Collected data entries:

PR #7066, opened 2021-06-25
Restrict document move via API

tinagerber:
Until now, documents could be moved via API even though they were in a task, for example. This is now restricted.

Jira: https://4teamwork.atlassian.net/browse/CA-2424 and https://4teamwork.atlassian.net/browse/CA-2450

## Checklist

- [x] Changelog entry

- API change:
  - If breaking:
    - [x] api-change label added
- New functionality:

### DIFF
--- a/opengever/api/tests/test_move.py
+++ b/opengever/api/tests/test_move.py
@@ -79,3 +79,78 @@ class TestMove(IntegrationTestCase):
             {u'type': u'Forbidden', u'message':
              u'Documents within the repository cannot be moved to the private repository.'},
             browser.json)
+
+    @browsing
+    def test_document_inside_a_task_cannot_be_moved(self, browser):
+        self.login(self.regular_user, browser)
+
+        with browser.expect_http_error(code=403):
+            browser.open(self.dossier, view='/@move',
+                         data=json.dumps({"source": self.taskdocument.absolute_url()}),
+                         method='POST', headers=self.api_headers)
+
+        self.assertEqual({u'type': u'Forbidden', u'message':
+                          u'Documents inside a task cannot be moved.'}, browser.json)
+
+    @browsing
+    def test_mail_inside_a_task_cannot_be_moved(self, browser):
+        self.login(self.regular_user, browser)
+        mail = create(Builder('mail').titled('Good news').within(self.task))
+
+        with browser.expect_http_error(code=403):
+            browser.open(self.dossier, view='/@move',
+                         data=json.dumps({"source": mail.absolute_url()}),
+                         method='POST', headers=self.api_headers)
+
+        self.assertEqual({u'type': u'Forbidden', u'message':
+                          u'Documents inside a task cannot be moved.'}, browser.json)
+
+    @browsing
+    def test_document_inside_a_proposal_cannot_be_moved(self, browser):
+        self.login(self.regular_user, browser)
+
+        with browser.expect_http_error(code=403):
+            browser.open(self.dossier, view='/@move',
+                         data=json.dumps({"source": self.proposaldocument.absolute_url()}),
+                         method='POST', headers=self.api_headers)
+
+        self.assertEqual({u'type': u'Forbidden', u'message':
+                          u'Documents inside a proposal cannot be moved.'}, browser.json)
+
+    @browsing
+    def test_mail_inside_a_proposal_cannot_be_moved(self, browser):
+        self.login(self.regular_user, browser)
+        mail = create(Builder('mail').titled('Good news').within(self.proposal))
+
+        with browser.expect_http_error(code=403):
+            browser.open(self.dossier, view='/@move',
+                         data=json.dumps({"source": mail.absolute_url()}),
+                         method='POST', headers=self.api_headers)
+
+        self.assertEqual({u'type': u'Forbidden', u'message':
+                          u'Documents inside a proposal cannot be moved.'}, browser.json)
+
+    @browsing
+    def test_document_inside_a_closed_dossier_cannot_be_moved(self, browser):
+        self.login(self.regular_user, browser)
+
+        with browser.expect_http_error(code=403):
+            browser.open(self.dossier, view='/@move',
+                         data=json.dumps({"source": self.expired_document.absolute_url()}),
+                         method='POST', headers=self.api_headers)
+
+        self.assertEqual({u'type': u'Forbidden', u'message':
+                          u'Documents inside a closed dossier cannot be moved.'}, browser.json)
+
+    @browsing
+    def test_mail_inside_a_closed_dossier_cannot_be_moved(self, browser):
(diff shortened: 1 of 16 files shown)


opengever/document/move.py
```diff
@@ -0,0 +1,17 @@
...
+from opengever.dossier.dossiertemplate.behaviors import IDossierTemplateMarker
+from opengever.dossier.templatefolder.interfaces import ITemplateFolder
+from zope.component import adapter
+
+
+@adapter(IBaseDocument)
+class DocumentMovabiliyChecker(DefaultMovabilityChecker):
+
+    def validate_movement(self, target):
+        if IDossierTemplateMarker.providedBy(target) or \
```
njohner, line 20: I feel like an equivalent of "is_within_workspace" would be more robust here. So maybe a `is_within_templates` and `is_within_repository`?

opengever/base/interfaces.py
```diff
@@ -454,6 +454,13 @@ def delete(report_uid):
         """
 
 
+class IMovabilityChecker(Interface):
+
+    def validate_movement(target):
+        """Returns an error message if object cannot be moved
```
njohner, line 460: I'm not a big fan of that. returning None when everything is fine and a string when not. This also leads to the fact that if `validate_movement()` is truthy, the movement is invalid and if it is falsy, the movement is valid.
I'd much rather have that `validate_movement` raises an exception when you can't move, maybe a custom `MoveError` or simply a `Forbidden`. This is also easier with inheritance...

opengever/api/tests/test_move.py
```diff
@@ -46,3 +48,78 @@ def test_document_within_repository_cannot_be_moved_to_templates(self, browser):
         self.assertEqual({u'type': u'Forbidden', u'message':
                           u'Documents inside the repository cannot be moved to the templates.'},
                          browser.json)
+
+    @browsing
+    def test_document_insida_a_task_cannot_be_moved(self, browser):
```
njohner, line 53: insida -> inside_a or inside

opengever/api/tests/test_move.py
```diff
@@ -46,3 +48,78 @@ def test_document_within_repository_cannot_be_moved_to_templates(self, browser):
...
+        with browser.expect_http_error(code=403):
+            browser.open(self.dossier, view='/@move',
+                         data=json.dumps({"source": self.taskdocument.absolute_url()}),
+                         method='POST', headers=self.api_headers)
+
+        self.assertEqual({u'type': u'Forbidden', u'message':
+                          u'Documents inside a task cannot be moved.'}, browser.json)
+
+    @browsing
+    def test_mail_insida_a_task_cannot_be_moved(self, browser):
```
njohner, line 65: same here

opengever/api/tests/test_move.py
```diff
@@ -46,3 +48,78 @@ def test_document_within_repository_cannot_be_moved_to_templates(self, browser):
...
+        with browser.expect_http_error(code=403):
+            browser.open(self.dossier, view='/@move',
+                         data=json.dumps({"source": mail.absolute_url()}),
+                         method='POST', headers=self.api_headers)
+
+        self.assertEqual({u'type': u'Forbidden', u'message':
+                          u'Documents inside a task cannot be moved.'}, browser.json)
+
+    @browsing
+    def test_document_insida_a_proposal_cannot_be_moved(self, browser):
```
njohner, line 78: and here

opengever/api/tests/test_move.py
```diff
@@ -46,3 +48,78 @@ def test_document_within_repository_cannot_be_moved_to_templates(self, browser):
...
+        with browser.expect_http_error(code=403):
+            browser.open(self.dossier, view='/@move',
+                         data=json.dumps({"source": self.proposaldocument.absolute_url()}),
+                         method='POST', headers=self.api_headers)
+
+        self.assertEqual({u'type': u'Forbidden', u'message':
+                          u'Documents inside a proposal cannot be moved.'}, browser.json)
+
+    @browsing
+    def test_mail_insida_a_proposal_cannot_be_moved(self, browser):
```
njohner, line 90: and here

opengever/api/tests/test_move.py
```diff
@@ -46,3 +48,78 @@ def test_document_within_repository_cannot_be_moved_to_templates(self, browser):
...
+        with browser.expect_http_error(code=403):
+            browser.open(self.dossier, view='/@move',
+                         data=json.dumps({"source": mail.absolute_url()}),
+                         method='POST', headers=self.api_headers)
+
+        self.assertEqual({u'type': u'Forbidden', u'message':
+                          u'Documents inside a proposal cannot be moved.'}, browser.json)
+
+    @browsing
+    def test_document_insida_a_closed_dossier_cannot_be_moved(self, browser):
```
njohner, line 103: 😄

opengever/api/tests/test_move.py
```diff
@@ -46,3 +48,78 @@ def test_document_within_repository_cannot_be_moved_to_templates(self, browser):
...
+        with browser.expect_http_error(code=403):
+            browser.open(self.dossier, view='/@move',
+                         data=json.dumps({"source": self.expired_document.absolute_url()}),
+                         method='POST', headers=self.api_headers)
+
+        self.assertEqual({u'type': u'Forbidden', u'message':
+                          u'Documents inside a closed dossier cannot be moved.'}, browser.json)
+
+    @browsing
+    def test_mail_insida_a_closed_dossier_cannot_be_moved(self, browser):
```
njohner, line 115: 🦊

njohner (commented):
Hum, it seems there is an `is_movable` method on the document, which is what is used for the classic UI. This also checks whether the document is locked.
Now we have two code paths that do exactly the same. Why not use your adapter also for the classic UI?
On more question, how do we handle not moving documents into the private folder?

tinagerber:
@njohner I have now also implemented that documents cannot be moved to the private root.

It is already taken care that locked documents cannot be moved. See https://github.com/4teamwork/opengever.core/blob/6300999fcedc94be1006b67c0f83f24e01240e07/opengever/locking/tests/test_locks.py#L220

I don't see a useful way the adapter could be used in the classic UI, since we can't use the same error messages if they are to be translated in the new UI.

tinagerber:
@njohner I also added the checks for documents in the inbox.

njohner:
As discussed, I'd still rather have the API and the classic UI sue the same code to test whether something is moveable. Makes it easier to maintain and avoids breaking it in the future. We have several examples where we throw errors in the classic UI but return a message in the API, for example:
- https://github.com/4teamwork/opengever.core/blob/master/opengever/dossier/statusmessage_mixin.py

tinagerber:
@njohner I've adapted it as discussed.

njohner (approved):
🎉 Thanks LGTM! 🎉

## What you need to do
Pull every line containing the string "maybe" out of the data above and copy it.

## Written answer
njohner, line 20: I feel like an equivalent of "is_within_workspace" would be more robust here. So maybe a `is_within_templates` and `is_within_repository`?
I'd much rather have that `validate_movement` raises an exception when you can't move, maybe a custom `MoveError` or simply a `Forbidden`. This is also easier with inheritance...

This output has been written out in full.